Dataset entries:
=== Begin Enclosure ===
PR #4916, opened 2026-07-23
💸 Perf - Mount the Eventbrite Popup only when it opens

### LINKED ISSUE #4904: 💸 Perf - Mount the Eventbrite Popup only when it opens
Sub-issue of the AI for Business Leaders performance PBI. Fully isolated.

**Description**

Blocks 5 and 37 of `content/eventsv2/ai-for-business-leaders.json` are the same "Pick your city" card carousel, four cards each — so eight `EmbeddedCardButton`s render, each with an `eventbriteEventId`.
=== End Enclosure ===
WORK REQUIRED: Using the entries, return every line where the word "opens" can be found.

ANSWER FOR THE TASK:
💸 Perf - Mount the Eventbrite Popup only when it opens
### LINKED ISSUE #4904: 💸 Perf - Mount the Eventbrite Popup only when it opens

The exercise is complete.